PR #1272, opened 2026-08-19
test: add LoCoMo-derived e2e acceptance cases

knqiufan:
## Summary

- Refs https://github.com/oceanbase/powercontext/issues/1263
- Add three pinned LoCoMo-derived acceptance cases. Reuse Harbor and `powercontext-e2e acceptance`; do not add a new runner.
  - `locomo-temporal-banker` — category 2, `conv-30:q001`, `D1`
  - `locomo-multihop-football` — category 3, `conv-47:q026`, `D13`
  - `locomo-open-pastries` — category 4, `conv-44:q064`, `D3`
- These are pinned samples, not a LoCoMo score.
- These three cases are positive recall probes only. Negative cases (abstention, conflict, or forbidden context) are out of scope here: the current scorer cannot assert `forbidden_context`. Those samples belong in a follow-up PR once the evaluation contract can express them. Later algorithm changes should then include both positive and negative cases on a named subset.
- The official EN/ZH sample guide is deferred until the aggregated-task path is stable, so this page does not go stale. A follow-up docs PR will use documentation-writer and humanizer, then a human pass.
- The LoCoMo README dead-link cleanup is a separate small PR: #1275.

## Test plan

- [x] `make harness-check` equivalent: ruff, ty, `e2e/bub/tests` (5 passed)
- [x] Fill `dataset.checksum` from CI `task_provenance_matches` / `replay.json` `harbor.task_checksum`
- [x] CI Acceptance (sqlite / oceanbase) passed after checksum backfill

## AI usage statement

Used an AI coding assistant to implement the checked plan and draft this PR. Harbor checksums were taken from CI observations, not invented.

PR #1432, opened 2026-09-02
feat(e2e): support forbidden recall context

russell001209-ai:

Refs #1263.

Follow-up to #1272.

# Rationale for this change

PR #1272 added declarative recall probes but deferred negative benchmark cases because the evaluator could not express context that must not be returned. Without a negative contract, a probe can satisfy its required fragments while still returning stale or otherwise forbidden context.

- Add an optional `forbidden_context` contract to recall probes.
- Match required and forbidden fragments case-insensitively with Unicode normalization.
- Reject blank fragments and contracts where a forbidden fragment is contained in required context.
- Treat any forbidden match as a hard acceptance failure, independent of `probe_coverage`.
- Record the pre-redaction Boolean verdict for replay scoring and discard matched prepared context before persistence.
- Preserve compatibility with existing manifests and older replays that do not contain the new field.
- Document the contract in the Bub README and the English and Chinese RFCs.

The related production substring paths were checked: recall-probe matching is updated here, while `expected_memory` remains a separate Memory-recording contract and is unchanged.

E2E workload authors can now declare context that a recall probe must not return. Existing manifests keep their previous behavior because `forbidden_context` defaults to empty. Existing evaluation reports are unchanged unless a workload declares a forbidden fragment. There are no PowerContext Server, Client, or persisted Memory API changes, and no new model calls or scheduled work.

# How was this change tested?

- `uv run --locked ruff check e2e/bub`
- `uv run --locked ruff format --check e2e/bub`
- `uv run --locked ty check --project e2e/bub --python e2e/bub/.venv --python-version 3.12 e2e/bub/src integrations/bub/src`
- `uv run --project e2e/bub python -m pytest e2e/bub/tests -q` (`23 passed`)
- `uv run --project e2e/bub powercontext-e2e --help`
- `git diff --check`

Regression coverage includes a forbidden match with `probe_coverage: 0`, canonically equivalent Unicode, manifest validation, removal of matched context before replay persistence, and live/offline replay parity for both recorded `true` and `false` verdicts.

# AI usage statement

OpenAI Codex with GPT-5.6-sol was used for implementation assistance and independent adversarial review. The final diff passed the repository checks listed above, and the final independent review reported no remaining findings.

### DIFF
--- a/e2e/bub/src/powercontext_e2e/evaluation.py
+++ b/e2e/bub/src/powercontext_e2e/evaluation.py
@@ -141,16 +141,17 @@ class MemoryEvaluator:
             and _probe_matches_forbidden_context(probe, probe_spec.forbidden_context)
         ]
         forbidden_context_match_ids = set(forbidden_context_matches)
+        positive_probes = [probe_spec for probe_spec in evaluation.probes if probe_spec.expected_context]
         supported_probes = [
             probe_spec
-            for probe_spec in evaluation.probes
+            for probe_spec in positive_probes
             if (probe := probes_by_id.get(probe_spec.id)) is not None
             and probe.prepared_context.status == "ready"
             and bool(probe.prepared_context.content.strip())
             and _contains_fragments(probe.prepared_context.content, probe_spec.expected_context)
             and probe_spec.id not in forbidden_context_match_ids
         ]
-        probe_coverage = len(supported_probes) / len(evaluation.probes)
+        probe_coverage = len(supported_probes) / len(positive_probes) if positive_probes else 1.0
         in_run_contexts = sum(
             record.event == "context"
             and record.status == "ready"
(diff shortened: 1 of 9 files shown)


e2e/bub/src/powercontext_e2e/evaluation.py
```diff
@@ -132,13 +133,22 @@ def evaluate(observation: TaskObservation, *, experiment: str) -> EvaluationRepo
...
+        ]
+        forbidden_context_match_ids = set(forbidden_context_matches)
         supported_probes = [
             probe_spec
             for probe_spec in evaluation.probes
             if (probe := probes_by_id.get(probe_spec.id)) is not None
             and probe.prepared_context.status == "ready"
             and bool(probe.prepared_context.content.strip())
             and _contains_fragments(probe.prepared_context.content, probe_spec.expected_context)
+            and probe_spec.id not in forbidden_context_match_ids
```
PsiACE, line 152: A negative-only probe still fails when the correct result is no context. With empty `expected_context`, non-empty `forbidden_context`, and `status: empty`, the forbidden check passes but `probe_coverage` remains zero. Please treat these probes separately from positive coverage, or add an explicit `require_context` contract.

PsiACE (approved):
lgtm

#### Exercise
Extract the lines of the preceding material that run from the line with "- Add an optional" through the line with "- Treat any", inclusive, reproducing them exactly and adding nothing.

#### Response below
- Add an optional `forbidden_context` contract to recall probes.
- Match required and forbidden fragments case-insensitively with Unicode normalization.
- Reject blank fragments and contracts where a forbidden fragment is contained in required context.
- Treat any forbidden match as a hard acceptance failure, independent of `probe_coverage`.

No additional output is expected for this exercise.